<<<<

PR #752, opened 2026-08-02
Compile state gains its satellite: {type}/_Activity/compile-state (#748 phase 1)

rbuergi:
Phase 1 of #748 ("move compile state to activity" — maintainer directive, 2026-08-02).

## What lands

- **`NodeTypeCompileState`** — the operational compile members as a value of their own, projected from `NodeTypeDefinition`. The member set is **pinned 1:1 against `NodeTypeOperationalContent.MemberNames` by test (both directions)**, so the satellite and the #749 sync seams cannot drift apart.
- **`NodeTypeCompileStateMirror`** — dual-writes the state onto the fixed-id satellite **`{type}/_Activity/compile-state`**: an Activity node whose `ReturnValue` carries the state (the import-manifest pattern — same table mapping, GitSync exclusion and prune protection for free). Installed on every per-node hub beside the compile watchers; one subscription, `DistinctUntilChanged` on the serialized state, System-identity writes, concatenated so the final satellite equals the final observed state; a failed write logs and retries on the next change.
- **Coverage argument:** every compile-state *change* happens on an active type hub (all writers run through the hub or its own stream), so the mirror cannot miss one. A dormant pre-existing type gets its satellite on next activation — one PreWarm sweep covers the fleet.
- The node stays the writers' target and single source of truth. Phase 2 flips readers to the satellite; phase 3 stops the node writes and retires the mirror (plan in #748).

## Root-caused along the way

`ContentAs<T>` — the canonical shape-tolerant accessor — handled typed, `JsonElement`, and same-short-named foreign content, but returned **silent null for `JsonNode`/`JsonObject`**: exactly the shape node builders assign and a freshly created node's own stream carries before re-typing. The mirror projected nothing for every just-created NodeType until the DOM case was added. This hardens every `ContentAs` call site, not just the mirror.

## Verification

- Unit: member-set pin (both directions), projection fidelity, `IsEmpty`, satellite round-trip through `StateNode`/`Parse`, `ContentAs` on JsonObject content.
- Integration (full monolith mesh): create a NodeType → satellite appears on hub activation with the seeded state; change the node's compile members → the satellite follows.
- `MeshWeaver.Graph.Test` 779/779 · `MeshWeaver.GitSync.Test` 143/143 · full solution `-c Release -warnaserror` clean.

No What's New entry — internal infrastructure, no user-visible behavior change yet.

### DIFF
--- a/src/MeshWeaver.Graph/Configuration/NodeTypeCompileState.cs
+++ b/src/MeshWeaver.Graph/Configuration/NodeTypeCompileState.cs
@@ -1,0 +1,262 @@
+using System.Collections.Immutable;
+using System.Reactive.Disposables;
+using System.Reactive.Linq;
+using System.Text.Json;
+using MeshWeaver.Data;
+using MeshWeaver.Mesh;
+using MeshWeaver.Mesh.Services;
+using MeshWeaver.Mesh.Services.LanguageServer;
+using MeshWeaver.Messaging;
+using Microsoft.Extensions.DependencyInjection;
+using Microsoft.Extensions.Logging;
+
+namespace MeshWeaver.Graph.Configuration;
+
+/// <summary>
+/// The MESH-OWNED compile state of a NodeType, as a value of its own — the exact operational
+/// members the framework persists onto <see cref="NodeTypeDefinition"/> today (status,
+/// timestamps, assembly pointers, source-version maps, release-request bookkeeping), projected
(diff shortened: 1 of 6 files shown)


rbuergi:
Both review points addressed in 3c82a5f2a: the catch-alls are simply removed — `GetMeshNode` already maps absence to null, so `Read` and the test's `WaitForState` now let timeouts/denials propagate instead of collapsing them into "no state".

PR #754, opened 2026-08-02
Coupons administration tab: manage Store coupon codes from Settings

rbuergi:
Adds **Settings ▸ Administration ▸ Coupons** (global admins only, gated and grouped exactly like the Plugin Catalog tab):

- **Live coupon list** over `Admin/Coupons/{CODE}` — code, what it unlocks (an empty allow-list reads "any plugin"), price ("free" for null/0), validity window, redemption tally (`used / cap` when capped), notes. The chunked query is accumulated (creates/edits/deletes all land) and the grid re-renders per settled snapshot.
- **Open** buttons per coupon → the node page, where the `Store/Coupon` type's own Edit / Delete actions live.
- **New coupon** → the standard Create flow (`/Store/Coupon/Create?type=Store%2FCoupon`; the type's `defaultNamespace` places it under `Admin/Coupons`).

The coupon type is **dynamic** (Store plugin), so the tab reads content strictly by shape — typed, `JsonElement`, or `JsonNode` — and never references the plugin's compiled types (`ToRow` + `Accumulate` are pure and unit-tested across all three shapes, plus priced/windowed/capped variants).

Registered in the memex portal config beside `AddPluginCatalogSettingsTab`. What's New entry included.

Verification: 5 new unit tests green, full solution `-c Release -warnaserror` clean.

### DIFF
--- a/memex/Memex.Portal.Shared/MemexConfiguration.cs
+++ b/memex/Memex.Portal.Shared/MemexConfiguration.cs
@@ -873,6 +873,9 @@ public static class MemexConfiguration
                         // Plugin Catalog tab (platform admins only) — browse the registry's modules
                         // and Install / Update them onto this instance. Replaces the old Plugins Space.
                         .AddPluginCatalogSettingsTab()
+                        // Coupons tab (platform admins only) — the Store's typed coupon codes at
+                        // Admin/Coupons: live list, redemption tallies, create/open.
+                        .AddCouponAdminSettingsTab()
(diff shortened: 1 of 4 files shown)


rbuergi:
Both findings addressed in ae26f971c: the grid binds its rows inline via `Controls.DataGrid(rows)` (no per-render data ids, no orphaned entries), and the explanatory text uses `Controls.Markdown`.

>>>>

THE PROBLEM
Beginning at the top of the data, please return every line until and including the line containing "## What lands", copied exactly, and nothing past it.

SOLUTION FOR THIS TASK
PR #752, opened 2026-08-02
Compile state gains its satellite: {type}/_Activity/compile-state (#748 phase 1)

rbuergi:
Phase 1 of #748 ("move compile state to activity" — maintainer directive, 2026-08-02).

## What lands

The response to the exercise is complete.